Exact repetition is the task: copy every entry below.

══ Data

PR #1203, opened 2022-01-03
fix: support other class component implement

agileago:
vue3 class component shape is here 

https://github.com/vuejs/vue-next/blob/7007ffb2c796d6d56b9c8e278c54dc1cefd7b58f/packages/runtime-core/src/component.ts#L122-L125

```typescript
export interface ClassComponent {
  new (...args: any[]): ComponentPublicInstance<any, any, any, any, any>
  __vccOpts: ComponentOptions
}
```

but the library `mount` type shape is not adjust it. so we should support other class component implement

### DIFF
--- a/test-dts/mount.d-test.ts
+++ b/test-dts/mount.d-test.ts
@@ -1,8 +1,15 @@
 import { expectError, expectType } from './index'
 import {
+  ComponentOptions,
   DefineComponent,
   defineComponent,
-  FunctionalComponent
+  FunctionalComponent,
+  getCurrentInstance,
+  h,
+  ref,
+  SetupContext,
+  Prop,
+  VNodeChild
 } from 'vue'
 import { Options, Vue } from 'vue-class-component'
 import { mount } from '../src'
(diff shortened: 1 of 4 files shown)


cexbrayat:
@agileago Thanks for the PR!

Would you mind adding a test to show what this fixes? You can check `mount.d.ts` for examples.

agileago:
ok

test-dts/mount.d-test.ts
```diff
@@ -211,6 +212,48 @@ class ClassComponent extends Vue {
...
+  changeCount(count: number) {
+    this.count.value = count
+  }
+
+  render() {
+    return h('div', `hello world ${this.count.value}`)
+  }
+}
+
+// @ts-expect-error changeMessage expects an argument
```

════

Completed task:
PR #1203, opened 2022-01-03
fix: support other class component implement

agileago:
vue3 class component shape is here 

https://github.com/vuejs/vue-next/blob/7007ffb2c796d6d56b9c8e278c54dc1cefd7b58f/packages/runtime-core/src/component.ts#L122-L125

```typescript
export interface ClassComponent {
  new (...args: any[]): ComponentPublicInstance<any, any, any, any, any>
  __vccOpts: ComponentOptions
}
```

but the library `mount` type shape is not adjust it. so we should support other class component implement

### DIFF
--- a/test-dts/mount.d-test.ts
+++ b/test-dts/mount.d-test.ts
@@ -1,8 +1,15 @@
 import { expectError, expectType } from './index'
 import {
+  ComponentOptions,
   DefineComponent,
   defineComponent,
-  FunctionalComponent
+  FunctionalComponent,
+  getCurrentInstance,
+  h,
+  ref,
+  SetupContext,
+  Prop,
+  VNodeChild
 } from 'vue'
 import { Options, Vue } from 'vue-class-component'
 import { mount } from '../src'
(diff shortened: 1 of 4 files shown)


cexbrayat:
@agileago Thanks for the PR!

Would you mind adding a test to show what this fixes? You can check `mount.d.ts` for examples.

agileago:
ok

test-dts/mount.d-test.ts
```diff
@@ -211,6 +212,48 @@ class ClassComponent extends Vue {
...
+  changeCount(count: number) {
+    this.count.value = count
+  }
+
+  render() {
+    return h('div', `hello world ${this.count.value}`)
+  }
+}
+
+// @ts-expect-error changeMessage expects an argument
```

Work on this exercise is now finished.